Branding is one of the most neglected and misunderstood aspects of advertising.
Article by Josh Manning, head brand thinker at Thinkerbell.
While we agonise over what the message should be and push hard to grab attention, branding is, more often than not, an afterthought.
I’d go out on a limb and even say that most don’t understand what it actually means to brand an ad well. And, even if you think you do, this might challenge you to think differently.
Recently, our executive creative tinker, Tom Wenborn, wrote a piece on the trend of minimalist OOH ads, including ads by Coca Cola, British Airways, KitKat, Heinz and KFC. Ads lauded by the industry for their simplicity and smart, sophisticated use of branding.
We wanted to see if they were actually well branded. So, we gave our mates at Ideally a bell and they’ve helped us put these ads to the test.
Each ad was shown to a nationally representative sample for a total of 6 seconds, mimicking the average time you’d be exposed to a piece of large format OOH. They were then asked, unprompted, what brand the ad was for.
This is what we found…
Don’t torture your assets too much
Play with assets too much and they become unrecognisable. This is true for even the most long-standing brands and brand ideas.
Research through Ideally found that despite using colour, and playing with the logo shape and the brand line, when you take “Heinz” out of “It has to be Heinz” hardly anyone knows its Heinz. Warping the iconic bottle, and using part of the “Enjoy Coca Cola” line still fell flat despite the context of the classic summer Coke refreshment occasion. Only 28 percent recognised it as Coke communicating to them.
Context can aid branding but only if its sufficiently category specific
Competing associations. They’re a thing. Look them up.
People don’t just think soft drink when it comes to summer refreshment. They also think beer. They don’t just think of ketchup when it comes to burgers. They think fast food.
Context can definitely help aid branding. It did for British Airways – showing an aircraft – and KFC – depicting eating in a restaurant.
But other categories often play in the same occasions and fulfil the same, or similar, consumer needs to your brand. If you don’t have enough brand or category cues you’ll end up cuing other categories and brands. According to the research run through Ideally, beyond itself and soft drinks there was a fair amount of beer associations with Coke’s ad, and Heinz did more for Hungry Jacks and Macca’s than for itself.
Branding doesn’t have to be hamfisted
Yes, Coke and Heinz may have cooked it, but KFC, KitKat and British Airways all achieved high levels of branding – research saw attribution above 75% for all of them – without having to slap a massive logo on top, or use a big coloured background.

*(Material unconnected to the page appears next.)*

PR #1809, opened 2026-08-26
Replace process-wide seed_generator with per-worker RNGs in MIP heuristics

### LINKED ISSUE #1749: MIP heuristics: replace the process-wide seed_generator with per-worker RNGs
#1717 (merged) gave routing a per-problem seed generator, so routing and the MIP heuristics no longer share one process-wide counter. The heuristics still draw from `cuopt::seed_generator`, whose state is a single `static int64_t` handed out by a plain `seed_++`.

Incidental logo and/or product use, plus some strong category cues, and you’re cooking with gas… For the more artistically minded among us, there’s definitely some comfort in that branding doesn’t have to be hamfisted to be done right.
However, you don’t achieve this by pushing your brand to the edges – KitKat, British Airways and KFC were all integral parts of the narrative and, in the case of KFC and KitKat, also very much at the heart of their brand ideas. Coke and Heinz also have very brand centric ideas but pushed their brand and product too much to the edges in execution.
Overall, branding deserves A LOT more thought
Slap a logo in the corner. Make the logo big on the end frame. Dress the set with brand colour. These are easy, default, path-of least-resistance afterthought methods of branding.
Knowing you need to build, and maintain, distinctive brand assets is just the first step. It doesn’t mean much if you then don’t then consider how to apply them.
If brands and brand ideas with this much longevity can still fuck it up, then it should be a big wake up call for brands everywhere that very few have it figured out and that branding deserves a lot more thought than we give it.
So, if you’re not giving branding much thought, if you’re thinking of it as a bolt-on at the end of the creative process, or you’re blindly following brand guidelines that tell you the logo goes in the bottom right-hand corner, I’d say its is highly likely that your ad is not as branded as you think it is.